What lines in the records below mention "docs"? List them all.

-*-

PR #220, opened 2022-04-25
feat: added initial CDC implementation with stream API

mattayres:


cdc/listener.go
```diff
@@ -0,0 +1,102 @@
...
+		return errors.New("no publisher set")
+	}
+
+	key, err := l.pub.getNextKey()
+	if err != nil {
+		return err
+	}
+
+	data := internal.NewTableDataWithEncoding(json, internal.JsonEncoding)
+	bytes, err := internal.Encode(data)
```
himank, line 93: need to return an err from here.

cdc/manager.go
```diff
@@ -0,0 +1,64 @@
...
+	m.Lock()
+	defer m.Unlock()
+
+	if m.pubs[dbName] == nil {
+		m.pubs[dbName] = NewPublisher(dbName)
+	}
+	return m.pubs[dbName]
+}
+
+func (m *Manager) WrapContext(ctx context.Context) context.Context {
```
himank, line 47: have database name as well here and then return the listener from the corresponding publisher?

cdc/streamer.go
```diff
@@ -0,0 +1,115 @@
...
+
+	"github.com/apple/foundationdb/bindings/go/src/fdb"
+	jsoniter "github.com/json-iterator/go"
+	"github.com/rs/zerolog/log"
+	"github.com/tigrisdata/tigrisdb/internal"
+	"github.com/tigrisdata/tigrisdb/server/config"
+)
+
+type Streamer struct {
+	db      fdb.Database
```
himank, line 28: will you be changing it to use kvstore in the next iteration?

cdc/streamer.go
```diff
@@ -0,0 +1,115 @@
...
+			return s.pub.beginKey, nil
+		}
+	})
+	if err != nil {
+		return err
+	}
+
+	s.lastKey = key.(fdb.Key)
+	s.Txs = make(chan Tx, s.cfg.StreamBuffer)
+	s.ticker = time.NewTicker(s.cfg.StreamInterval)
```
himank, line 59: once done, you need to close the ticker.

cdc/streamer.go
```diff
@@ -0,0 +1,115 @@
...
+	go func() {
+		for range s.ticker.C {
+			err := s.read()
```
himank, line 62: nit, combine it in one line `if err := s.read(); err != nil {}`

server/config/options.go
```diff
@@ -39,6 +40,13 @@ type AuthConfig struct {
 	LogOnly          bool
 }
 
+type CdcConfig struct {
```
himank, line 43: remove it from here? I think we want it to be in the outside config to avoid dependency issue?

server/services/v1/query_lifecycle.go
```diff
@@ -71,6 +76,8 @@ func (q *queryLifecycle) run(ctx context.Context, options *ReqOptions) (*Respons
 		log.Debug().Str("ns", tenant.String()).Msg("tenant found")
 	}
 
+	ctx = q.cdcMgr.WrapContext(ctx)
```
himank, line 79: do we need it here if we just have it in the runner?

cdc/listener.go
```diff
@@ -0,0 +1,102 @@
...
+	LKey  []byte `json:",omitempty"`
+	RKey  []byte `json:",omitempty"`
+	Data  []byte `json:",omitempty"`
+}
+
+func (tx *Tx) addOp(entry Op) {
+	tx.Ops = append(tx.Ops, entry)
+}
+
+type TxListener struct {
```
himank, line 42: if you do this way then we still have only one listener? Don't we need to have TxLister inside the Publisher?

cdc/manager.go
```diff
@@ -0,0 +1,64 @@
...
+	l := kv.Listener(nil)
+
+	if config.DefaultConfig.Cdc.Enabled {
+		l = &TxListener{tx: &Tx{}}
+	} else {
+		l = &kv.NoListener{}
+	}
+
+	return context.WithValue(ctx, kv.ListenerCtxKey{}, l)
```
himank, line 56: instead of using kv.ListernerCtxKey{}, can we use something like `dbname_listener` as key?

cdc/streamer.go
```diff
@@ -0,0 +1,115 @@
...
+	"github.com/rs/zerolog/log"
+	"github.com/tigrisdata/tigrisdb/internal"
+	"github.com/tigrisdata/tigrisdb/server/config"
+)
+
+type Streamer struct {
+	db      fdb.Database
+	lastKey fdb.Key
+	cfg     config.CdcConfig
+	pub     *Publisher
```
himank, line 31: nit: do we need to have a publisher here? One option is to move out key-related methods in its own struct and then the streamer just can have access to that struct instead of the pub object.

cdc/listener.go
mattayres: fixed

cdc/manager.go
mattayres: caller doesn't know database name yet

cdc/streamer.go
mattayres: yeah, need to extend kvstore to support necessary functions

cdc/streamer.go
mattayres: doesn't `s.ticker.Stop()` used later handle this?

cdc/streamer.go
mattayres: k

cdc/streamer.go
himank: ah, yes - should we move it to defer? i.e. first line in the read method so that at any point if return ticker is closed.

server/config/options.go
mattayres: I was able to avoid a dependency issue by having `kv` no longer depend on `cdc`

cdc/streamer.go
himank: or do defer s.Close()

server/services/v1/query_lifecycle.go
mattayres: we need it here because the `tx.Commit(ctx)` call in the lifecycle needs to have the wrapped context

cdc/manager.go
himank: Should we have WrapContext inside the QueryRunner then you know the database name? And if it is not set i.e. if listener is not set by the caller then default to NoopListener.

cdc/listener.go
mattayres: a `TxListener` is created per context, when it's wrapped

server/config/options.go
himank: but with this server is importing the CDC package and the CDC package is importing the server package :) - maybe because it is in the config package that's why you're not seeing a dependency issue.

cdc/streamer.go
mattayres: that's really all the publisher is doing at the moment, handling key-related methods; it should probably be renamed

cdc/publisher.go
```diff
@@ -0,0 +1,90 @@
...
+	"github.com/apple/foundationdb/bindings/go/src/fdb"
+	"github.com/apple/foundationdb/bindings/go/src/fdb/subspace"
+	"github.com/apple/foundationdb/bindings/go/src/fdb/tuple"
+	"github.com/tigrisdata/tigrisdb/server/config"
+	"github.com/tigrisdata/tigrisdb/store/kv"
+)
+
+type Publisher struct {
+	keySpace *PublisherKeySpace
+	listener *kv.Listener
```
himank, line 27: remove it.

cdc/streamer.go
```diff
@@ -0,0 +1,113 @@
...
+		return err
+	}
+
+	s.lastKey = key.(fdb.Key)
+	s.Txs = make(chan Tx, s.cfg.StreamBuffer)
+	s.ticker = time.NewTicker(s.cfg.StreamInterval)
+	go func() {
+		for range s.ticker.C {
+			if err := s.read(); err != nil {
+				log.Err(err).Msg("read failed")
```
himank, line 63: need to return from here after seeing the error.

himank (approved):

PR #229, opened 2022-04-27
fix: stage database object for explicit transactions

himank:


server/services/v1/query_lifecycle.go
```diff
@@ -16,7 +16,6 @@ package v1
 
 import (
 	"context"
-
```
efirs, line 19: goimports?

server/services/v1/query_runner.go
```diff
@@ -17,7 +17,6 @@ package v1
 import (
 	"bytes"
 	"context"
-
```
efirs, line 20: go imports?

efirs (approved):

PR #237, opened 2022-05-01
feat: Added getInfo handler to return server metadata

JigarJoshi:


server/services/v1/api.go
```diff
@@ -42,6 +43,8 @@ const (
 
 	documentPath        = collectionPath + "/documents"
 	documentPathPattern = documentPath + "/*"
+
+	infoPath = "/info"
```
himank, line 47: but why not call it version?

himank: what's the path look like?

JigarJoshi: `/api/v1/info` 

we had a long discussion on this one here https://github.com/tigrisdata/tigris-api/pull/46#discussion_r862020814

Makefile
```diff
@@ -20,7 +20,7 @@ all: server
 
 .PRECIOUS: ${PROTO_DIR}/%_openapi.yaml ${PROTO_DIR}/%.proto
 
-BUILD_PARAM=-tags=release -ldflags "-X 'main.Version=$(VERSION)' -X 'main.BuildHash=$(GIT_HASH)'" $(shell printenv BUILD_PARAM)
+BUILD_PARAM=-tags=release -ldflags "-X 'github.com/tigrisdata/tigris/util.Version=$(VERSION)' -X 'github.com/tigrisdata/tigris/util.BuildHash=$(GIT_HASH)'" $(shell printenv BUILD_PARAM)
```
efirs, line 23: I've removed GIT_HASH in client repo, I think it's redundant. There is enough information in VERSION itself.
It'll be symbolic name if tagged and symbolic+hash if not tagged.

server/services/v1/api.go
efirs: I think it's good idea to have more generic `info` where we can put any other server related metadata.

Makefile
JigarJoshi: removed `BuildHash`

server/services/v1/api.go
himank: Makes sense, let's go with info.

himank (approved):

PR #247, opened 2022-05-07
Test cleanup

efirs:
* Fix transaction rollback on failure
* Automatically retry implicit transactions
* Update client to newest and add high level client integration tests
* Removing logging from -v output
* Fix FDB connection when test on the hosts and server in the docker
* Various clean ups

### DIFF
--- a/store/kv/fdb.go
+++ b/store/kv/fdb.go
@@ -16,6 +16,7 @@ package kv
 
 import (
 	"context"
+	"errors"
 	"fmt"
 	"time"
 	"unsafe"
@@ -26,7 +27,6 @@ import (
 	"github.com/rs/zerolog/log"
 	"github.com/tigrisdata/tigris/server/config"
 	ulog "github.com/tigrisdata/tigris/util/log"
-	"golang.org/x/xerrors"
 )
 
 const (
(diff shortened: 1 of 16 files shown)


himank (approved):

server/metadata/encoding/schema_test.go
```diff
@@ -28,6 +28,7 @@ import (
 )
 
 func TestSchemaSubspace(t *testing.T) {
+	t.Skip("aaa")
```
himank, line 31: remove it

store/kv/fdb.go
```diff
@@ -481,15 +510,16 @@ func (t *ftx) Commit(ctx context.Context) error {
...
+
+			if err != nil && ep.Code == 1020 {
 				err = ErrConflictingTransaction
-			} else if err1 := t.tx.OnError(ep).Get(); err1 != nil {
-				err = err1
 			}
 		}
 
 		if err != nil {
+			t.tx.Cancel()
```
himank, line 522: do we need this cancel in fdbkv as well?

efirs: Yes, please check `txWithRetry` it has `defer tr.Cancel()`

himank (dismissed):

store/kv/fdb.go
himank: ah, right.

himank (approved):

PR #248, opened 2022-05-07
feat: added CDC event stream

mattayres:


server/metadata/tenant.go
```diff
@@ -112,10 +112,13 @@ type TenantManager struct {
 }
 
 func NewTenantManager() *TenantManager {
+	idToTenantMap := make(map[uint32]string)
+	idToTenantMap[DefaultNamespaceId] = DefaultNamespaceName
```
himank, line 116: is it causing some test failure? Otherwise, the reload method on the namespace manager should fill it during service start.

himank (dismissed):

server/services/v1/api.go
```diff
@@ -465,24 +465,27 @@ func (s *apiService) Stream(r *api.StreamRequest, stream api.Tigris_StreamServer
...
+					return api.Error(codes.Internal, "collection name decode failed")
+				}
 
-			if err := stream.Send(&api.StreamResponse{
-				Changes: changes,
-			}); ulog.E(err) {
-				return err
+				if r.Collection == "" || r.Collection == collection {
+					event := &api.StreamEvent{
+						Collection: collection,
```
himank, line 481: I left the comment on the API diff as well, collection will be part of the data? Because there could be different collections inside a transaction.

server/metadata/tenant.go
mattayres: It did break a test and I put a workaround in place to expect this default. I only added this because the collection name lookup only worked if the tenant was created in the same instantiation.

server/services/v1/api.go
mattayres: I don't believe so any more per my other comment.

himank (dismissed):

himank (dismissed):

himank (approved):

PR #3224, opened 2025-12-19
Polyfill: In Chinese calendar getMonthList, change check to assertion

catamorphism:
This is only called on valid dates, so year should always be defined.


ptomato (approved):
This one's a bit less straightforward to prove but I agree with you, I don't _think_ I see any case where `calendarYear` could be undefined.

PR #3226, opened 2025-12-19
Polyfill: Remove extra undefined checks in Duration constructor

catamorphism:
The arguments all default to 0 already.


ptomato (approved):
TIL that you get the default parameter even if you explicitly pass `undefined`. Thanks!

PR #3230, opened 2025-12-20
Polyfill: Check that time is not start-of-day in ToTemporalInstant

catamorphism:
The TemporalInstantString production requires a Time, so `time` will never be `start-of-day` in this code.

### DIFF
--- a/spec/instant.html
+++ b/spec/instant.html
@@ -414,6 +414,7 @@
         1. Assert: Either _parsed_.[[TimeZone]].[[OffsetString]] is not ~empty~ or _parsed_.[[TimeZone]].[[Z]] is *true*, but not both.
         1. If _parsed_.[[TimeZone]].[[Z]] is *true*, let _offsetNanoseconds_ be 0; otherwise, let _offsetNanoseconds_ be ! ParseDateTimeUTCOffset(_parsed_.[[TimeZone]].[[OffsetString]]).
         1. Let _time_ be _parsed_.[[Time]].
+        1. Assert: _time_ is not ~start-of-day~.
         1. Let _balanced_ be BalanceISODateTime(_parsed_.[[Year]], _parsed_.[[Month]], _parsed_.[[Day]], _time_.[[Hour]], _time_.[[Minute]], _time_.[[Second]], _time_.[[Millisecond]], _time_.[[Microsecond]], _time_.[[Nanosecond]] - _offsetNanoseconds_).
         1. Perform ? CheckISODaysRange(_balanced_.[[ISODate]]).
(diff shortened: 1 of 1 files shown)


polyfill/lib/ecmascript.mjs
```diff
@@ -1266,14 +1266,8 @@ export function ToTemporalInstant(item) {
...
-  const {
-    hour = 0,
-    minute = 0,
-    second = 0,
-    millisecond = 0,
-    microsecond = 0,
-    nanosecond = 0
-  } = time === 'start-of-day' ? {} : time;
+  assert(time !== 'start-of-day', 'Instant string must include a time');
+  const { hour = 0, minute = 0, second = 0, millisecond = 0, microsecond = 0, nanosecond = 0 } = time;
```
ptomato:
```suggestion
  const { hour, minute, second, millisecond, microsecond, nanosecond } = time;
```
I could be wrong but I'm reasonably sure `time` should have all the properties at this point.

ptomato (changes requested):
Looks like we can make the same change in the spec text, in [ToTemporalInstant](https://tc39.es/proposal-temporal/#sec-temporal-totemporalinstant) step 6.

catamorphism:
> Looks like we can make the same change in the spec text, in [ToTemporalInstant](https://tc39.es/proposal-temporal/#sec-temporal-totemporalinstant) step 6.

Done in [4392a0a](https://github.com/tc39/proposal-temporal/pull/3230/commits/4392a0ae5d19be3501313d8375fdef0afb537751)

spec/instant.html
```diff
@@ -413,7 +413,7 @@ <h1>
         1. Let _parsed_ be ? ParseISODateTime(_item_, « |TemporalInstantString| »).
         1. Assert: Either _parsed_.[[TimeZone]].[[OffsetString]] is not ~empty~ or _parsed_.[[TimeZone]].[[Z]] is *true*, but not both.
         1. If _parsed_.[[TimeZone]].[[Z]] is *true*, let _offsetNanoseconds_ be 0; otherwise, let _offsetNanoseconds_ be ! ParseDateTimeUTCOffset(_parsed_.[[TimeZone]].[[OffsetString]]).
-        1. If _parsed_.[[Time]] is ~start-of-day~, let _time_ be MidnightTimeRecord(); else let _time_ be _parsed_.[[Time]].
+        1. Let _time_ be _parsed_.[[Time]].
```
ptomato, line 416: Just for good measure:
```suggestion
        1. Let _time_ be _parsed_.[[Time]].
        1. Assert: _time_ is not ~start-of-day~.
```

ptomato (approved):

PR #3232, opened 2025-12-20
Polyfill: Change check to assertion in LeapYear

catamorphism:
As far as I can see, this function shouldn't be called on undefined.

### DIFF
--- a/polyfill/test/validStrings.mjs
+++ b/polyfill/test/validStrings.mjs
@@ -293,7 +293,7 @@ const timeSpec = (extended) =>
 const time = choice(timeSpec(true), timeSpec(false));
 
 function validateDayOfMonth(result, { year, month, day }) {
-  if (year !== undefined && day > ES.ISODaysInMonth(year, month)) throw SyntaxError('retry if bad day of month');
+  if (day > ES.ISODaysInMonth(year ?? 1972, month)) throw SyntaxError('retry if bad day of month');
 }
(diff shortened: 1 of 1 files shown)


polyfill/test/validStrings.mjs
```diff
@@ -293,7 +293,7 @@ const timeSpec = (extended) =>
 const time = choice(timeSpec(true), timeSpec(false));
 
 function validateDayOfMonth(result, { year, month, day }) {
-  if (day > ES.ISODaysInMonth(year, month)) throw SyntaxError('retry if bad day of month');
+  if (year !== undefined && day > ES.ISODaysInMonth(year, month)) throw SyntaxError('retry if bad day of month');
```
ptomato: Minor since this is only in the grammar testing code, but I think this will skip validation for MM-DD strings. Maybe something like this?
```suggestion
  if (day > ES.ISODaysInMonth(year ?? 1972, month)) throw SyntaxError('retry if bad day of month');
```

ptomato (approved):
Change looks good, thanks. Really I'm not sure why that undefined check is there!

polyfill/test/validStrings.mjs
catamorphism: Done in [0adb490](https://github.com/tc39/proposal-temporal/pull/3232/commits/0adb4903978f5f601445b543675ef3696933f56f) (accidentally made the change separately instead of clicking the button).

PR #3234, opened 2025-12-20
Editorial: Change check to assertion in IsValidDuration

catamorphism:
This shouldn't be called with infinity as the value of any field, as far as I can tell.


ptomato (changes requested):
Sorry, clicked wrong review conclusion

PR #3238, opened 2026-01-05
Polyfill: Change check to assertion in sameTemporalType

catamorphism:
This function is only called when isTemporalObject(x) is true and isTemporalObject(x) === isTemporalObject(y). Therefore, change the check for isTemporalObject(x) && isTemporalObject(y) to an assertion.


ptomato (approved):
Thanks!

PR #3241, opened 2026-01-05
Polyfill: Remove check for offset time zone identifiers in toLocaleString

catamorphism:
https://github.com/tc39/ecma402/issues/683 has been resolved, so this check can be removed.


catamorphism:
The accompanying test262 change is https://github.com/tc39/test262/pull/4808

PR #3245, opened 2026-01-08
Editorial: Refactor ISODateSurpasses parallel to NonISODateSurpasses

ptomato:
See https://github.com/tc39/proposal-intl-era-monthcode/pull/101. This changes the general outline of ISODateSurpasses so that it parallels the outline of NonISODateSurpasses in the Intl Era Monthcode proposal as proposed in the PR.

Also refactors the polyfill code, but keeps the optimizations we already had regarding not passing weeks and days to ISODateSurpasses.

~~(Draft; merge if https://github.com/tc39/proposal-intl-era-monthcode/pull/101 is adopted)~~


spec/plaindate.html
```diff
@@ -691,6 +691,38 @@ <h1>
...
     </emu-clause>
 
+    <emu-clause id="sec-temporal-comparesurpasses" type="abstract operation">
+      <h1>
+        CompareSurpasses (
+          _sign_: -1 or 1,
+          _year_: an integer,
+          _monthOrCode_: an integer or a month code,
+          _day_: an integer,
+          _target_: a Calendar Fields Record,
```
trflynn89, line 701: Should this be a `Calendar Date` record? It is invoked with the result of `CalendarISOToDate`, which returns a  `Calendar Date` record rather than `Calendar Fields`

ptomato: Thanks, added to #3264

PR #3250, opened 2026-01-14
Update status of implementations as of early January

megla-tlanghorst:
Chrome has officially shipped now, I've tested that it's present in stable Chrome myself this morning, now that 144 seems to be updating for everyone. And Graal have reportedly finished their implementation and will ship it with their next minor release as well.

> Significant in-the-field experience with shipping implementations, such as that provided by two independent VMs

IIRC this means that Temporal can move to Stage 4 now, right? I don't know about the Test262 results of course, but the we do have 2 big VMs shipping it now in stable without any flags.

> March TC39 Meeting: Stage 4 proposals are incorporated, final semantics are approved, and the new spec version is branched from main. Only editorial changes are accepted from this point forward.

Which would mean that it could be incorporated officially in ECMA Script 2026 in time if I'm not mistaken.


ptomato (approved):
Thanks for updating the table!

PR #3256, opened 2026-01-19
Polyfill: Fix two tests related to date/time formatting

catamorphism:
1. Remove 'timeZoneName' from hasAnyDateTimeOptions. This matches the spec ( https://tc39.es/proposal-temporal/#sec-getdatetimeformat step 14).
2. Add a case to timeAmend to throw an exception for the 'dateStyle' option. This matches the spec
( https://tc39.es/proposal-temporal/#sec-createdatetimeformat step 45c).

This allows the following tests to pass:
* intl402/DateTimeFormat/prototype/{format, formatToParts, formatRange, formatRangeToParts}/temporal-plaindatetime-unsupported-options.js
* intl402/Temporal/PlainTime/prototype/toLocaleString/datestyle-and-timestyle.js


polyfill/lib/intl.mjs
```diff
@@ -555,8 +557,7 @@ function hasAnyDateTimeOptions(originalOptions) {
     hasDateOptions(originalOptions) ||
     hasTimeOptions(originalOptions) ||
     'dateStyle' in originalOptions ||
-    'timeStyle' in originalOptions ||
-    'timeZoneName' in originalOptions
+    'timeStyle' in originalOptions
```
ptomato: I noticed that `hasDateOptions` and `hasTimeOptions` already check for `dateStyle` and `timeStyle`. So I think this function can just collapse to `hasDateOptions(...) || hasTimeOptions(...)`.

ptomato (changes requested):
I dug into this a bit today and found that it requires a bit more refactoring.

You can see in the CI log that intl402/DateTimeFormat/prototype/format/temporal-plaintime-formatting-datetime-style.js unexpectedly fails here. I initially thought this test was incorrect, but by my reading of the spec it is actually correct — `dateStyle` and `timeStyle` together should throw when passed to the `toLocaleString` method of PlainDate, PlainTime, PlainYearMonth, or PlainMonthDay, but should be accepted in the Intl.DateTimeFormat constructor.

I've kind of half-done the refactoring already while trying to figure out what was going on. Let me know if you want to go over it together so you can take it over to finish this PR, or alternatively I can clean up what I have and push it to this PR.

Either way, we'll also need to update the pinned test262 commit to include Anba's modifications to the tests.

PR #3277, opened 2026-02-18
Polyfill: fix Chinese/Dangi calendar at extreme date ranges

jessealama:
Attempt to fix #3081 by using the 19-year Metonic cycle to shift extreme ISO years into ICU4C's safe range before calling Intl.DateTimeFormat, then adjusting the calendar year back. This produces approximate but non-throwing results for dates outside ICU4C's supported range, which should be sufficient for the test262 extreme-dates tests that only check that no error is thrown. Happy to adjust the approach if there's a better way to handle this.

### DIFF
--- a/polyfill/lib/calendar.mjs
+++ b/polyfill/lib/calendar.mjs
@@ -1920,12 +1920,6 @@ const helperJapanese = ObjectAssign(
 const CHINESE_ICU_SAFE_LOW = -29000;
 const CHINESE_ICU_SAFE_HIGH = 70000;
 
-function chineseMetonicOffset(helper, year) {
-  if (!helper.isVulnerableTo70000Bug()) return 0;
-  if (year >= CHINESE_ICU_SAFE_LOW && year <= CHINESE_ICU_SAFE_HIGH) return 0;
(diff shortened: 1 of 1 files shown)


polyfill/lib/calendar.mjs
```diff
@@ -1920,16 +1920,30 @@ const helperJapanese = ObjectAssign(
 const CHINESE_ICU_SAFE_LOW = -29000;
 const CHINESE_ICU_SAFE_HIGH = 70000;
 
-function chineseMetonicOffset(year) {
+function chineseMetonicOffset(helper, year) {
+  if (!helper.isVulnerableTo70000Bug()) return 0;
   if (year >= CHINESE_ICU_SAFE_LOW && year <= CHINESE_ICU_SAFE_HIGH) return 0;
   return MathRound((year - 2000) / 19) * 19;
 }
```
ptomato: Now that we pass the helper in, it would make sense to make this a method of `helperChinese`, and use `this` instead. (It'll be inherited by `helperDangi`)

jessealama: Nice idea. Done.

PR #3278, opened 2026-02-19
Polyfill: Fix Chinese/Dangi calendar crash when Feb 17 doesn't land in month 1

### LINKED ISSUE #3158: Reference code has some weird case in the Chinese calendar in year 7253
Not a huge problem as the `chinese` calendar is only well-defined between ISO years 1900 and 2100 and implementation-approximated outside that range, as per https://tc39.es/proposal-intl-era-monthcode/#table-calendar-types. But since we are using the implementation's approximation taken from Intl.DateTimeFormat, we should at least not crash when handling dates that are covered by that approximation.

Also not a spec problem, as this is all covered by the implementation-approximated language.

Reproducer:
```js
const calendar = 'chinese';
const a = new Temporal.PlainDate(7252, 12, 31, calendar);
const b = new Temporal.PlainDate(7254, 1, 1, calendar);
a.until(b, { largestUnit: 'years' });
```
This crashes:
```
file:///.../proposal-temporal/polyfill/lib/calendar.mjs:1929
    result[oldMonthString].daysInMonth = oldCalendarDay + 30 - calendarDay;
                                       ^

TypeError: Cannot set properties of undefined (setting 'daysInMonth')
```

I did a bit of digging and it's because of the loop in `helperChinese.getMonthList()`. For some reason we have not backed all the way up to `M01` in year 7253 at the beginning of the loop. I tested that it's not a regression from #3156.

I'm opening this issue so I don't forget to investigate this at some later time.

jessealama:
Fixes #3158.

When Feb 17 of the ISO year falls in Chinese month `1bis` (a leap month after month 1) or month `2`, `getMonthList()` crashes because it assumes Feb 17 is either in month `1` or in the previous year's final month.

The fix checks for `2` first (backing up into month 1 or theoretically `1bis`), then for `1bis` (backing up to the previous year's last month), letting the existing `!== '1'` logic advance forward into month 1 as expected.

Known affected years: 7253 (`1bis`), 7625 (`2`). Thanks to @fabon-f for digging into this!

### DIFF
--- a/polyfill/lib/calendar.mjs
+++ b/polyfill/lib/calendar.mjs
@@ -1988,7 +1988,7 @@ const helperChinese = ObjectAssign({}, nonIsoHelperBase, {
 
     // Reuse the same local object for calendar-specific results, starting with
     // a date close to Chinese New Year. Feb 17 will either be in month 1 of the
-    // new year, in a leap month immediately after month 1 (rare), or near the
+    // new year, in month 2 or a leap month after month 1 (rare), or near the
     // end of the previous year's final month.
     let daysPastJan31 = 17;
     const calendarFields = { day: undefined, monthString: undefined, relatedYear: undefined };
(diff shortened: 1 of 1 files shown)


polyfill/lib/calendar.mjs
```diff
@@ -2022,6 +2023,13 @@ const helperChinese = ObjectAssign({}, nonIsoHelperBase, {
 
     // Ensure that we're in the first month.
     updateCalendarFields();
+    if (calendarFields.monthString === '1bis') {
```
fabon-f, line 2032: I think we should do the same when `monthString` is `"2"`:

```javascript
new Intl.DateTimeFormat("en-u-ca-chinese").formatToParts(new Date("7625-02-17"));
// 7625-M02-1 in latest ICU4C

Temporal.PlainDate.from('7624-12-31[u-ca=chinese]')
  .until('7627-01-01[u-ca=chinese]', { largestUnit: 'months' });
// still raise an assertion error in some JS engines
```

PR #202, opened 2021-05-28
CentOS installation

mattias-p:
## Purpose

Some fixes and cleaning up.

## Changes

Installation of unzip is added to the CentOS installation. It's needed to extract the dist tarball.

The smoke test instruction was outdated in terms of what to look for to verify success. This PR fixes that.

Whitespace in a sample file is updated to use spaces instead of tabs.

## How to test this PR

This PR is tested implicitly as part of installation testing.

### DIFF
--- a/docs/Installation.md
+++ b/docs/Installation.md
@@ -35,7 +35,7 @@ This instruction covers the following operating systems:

-*-

* Response below:
--- a/docs/Installation.md
+++ b/docs/Installation.md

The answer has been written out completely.